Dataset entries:
= Beginning of Section =
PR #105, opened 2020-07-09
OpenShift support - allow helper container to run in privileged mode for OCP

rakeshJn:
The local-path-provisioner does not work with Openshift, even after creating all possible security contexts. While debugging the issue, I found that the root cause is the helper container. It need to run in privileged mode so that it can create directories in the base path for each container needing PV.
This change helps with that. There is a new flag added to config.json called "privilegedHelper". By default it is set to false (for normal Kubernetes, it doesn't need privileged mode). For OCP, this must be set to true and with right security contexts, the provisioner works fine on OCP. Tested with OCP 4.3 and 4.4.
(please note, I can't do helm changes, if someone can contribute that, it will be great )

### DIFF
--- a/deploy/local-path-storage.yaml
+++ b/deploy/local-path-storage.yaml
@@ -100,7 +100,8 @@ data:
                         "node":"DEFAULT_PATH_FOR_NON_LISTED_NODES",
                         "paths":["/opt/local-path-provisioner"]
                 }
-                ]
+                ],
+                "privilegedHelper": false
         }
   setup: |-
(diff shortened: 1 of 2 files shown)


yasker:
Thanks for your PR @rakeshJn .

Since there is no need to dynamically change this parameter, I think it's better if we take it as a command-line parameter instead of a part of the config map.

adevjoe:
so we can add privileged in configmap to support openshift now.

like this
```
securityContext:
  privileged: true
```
= End of Section =
= Beginning of Section =
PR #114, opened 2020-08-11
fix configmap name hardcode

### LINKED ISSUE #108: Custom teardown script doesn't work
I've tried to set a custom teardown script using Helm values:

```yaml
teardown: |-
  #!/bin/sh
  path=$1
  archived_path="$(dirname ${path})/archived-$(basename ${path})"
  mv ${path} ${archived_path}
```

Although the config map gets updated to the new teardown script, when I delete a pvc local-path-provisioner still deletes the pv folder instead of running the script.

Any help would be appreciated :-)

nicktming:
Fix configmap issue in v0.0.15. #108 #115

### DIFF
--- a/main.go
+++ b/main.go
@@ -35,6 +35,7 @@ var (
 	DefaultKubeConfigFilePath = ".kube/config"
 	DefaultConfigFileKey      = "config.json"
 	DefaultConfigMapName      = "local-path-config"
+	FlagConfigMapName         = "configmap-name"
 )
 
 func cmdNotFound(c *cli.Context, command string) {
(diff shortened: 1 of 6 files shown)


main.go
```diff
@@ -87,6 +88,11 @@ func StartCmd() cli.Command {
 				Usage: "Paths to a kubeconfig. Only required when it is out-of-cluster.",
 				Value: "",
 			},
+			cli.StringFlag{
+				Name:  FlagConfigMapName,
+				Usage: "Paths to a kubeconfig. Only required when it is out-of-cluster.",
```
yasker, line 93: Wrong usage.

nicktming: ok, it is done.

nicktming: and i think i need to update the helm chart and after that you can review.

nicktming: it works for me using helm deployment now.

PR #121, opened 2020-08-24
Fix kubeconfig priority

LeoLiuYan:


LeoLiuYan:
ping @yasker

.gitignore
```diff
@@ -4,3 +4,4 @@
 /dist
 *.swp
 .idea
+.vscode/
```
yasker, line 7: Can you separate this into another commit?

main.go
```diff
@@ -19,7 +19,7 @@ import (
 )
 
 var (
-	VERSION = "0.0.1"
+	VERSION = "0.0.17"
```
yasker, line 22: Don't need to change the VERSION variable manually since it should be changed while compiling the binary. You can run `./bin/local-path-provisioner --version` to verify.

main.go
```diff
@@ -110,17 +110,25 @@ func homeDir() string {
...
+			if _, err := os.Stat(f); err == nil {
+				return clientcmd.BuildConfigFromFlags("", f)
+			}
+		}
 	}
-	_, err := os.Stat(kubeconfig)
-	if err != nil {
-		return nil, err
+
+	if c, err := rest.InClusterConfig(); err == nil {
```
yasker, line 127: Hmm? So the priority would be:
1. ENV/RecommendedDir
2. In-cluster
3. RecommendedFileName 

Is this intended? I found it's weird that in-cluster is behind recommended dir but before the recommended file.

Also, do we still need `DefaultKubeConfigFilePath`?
= End of Section =
= Beginning of Section =
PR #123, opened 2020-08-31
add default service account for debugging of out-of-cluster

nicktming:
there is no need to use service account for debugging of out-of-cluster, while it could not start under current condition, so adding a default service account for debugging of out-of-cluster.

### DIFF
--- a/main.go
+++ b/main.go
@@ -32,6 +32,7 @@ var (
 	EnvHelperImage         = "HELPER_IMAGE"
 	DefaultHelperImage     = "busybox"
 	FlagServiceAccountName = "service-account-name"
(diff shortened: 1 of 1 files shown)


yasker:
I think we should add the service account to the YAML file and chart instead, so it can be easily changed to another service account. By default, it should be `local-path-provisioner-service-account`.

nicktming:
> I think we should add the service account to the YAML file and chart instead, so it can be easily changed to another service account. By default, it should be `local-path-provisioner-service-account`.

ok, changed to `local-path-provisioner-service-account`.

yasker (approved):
= End of Section =
WHAT THE TASK REQUIRES:
Gather up, from the records above, each line where the word "privilegedHelper" appears.

RESULT OF THIS TASK:
This change helps with that. There is a new flag added to config.json called "privilegedHelper". By default it is set to false (for normal Kubernetes, it doesn't need privileged mode). For OCP, this must be set to true and with right security contexts, the provisioner works fine on OCP. Tested with OCP 4.3 and 4.4.
+                "privilegedHelper": false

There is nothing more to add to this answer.